For delete requests, the CCPA gives you wide latitude to deny a request if you need the data to comply with laws, to identify errors, to maintain security, to provide services to the consumer, or for reasonably anticipated internal uses, such as financial reporting or product improvement.
If you deny a delete request because you need the data for one or more of these purposes, inform the consumer about those purposes and then going forward, use the data only for those purposes. IF YOU DENY A DELETE REQUEST AND YOU ALSO SELL DATA, OFFER TO OPT THE CONSUMER OUT OF SALES AND LINK TO YOUR OPT OUT PROCEDURES. For data you must delete, you can (1) delete it, (2) render it anonymous or “de-identified” by removing the information associated with the consumer, or (3) you can aggregate it with other data so that it is not capable of being associated with the consumer. There is no need to tell consumers which method you used. For your computer backups, you can delay deleting them until they next time you access them. Finally, inform consumers that you’ll maintain a record of their delete request.
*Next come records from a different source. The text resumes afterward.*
PR #312, opened 2022-12-12
Fix GHA tests - remove obsolete gcc-7 and gcc-8 checks

bredelings:
Tests are failing because the ubuntu-latest image doesn't have gcc-7 and gcc-8.

This branch removes those checks (for gcc from 2017/2018) and adds a check for gcc-11 (for 2021).

### DIFF
--- a/.github/workflows/build.yml
+++ b/.github/workflows/build.yml
@@ -12,30 +12,17 @@ jobs:
   build:
     strategy:
       matrix:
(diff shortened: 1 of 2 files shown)


bredelings:
Per our discussion on the call today
* this only affects clusters
* it doesn't affect people with older hardware, as newer linux software run just fine on old hardware.

PR #315, opened 2022-12-15
Select jupyter with --jupyter command-line flag.

bredelings:
This allows using jupyter notebooks with the standard rb executable.


wrightaprilm (approved):
This works and we have updated the revbayes_kernel to reflect these changes.

PR #1068, opened 2026-07-24
removing rates from affected nodes

hoehna:
## PR Type
- 🐛 Bug Fix

## Summary
Our rate age beta shift move has a bug when rates are counted multiple times.


davidcerny:
The change made by this PR may have fixed a genuine bug when it was [first proposed in April 2023](https://github.com/revbayes/revbayes/commit/446ca8b29d438f18da8cf579684172b47d38b223), but it has become fundamentally incompatible with other changes that have been made to `mvRateAgeBetaShift` since then – especially by PR #688. If the bug still persists, it will need to be solved in some other way.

For opt out of sale requests, wait at least 12 months before you ask a consumer to opt into sales again. However, if the consumer requests a transaction or service that requires opting in, you can request an opt in at that time. When you receive a request opt out of sales, take action on a go-forward basis–there is no need to inform third parties you may have sold the information to previously. However, once you receive the opt out request, if you sell any information to a third party before you process the request, you do need to instruct that third party not to further sell that consumer’s information.
Whenever a consumer opts in to the sale of their personal information, use a two-step opt-in process where the consumer first makes a clear request to opt-in by any available method and then separately confirms their request, for example by filling out a web form and then clicking a link in a resulting email.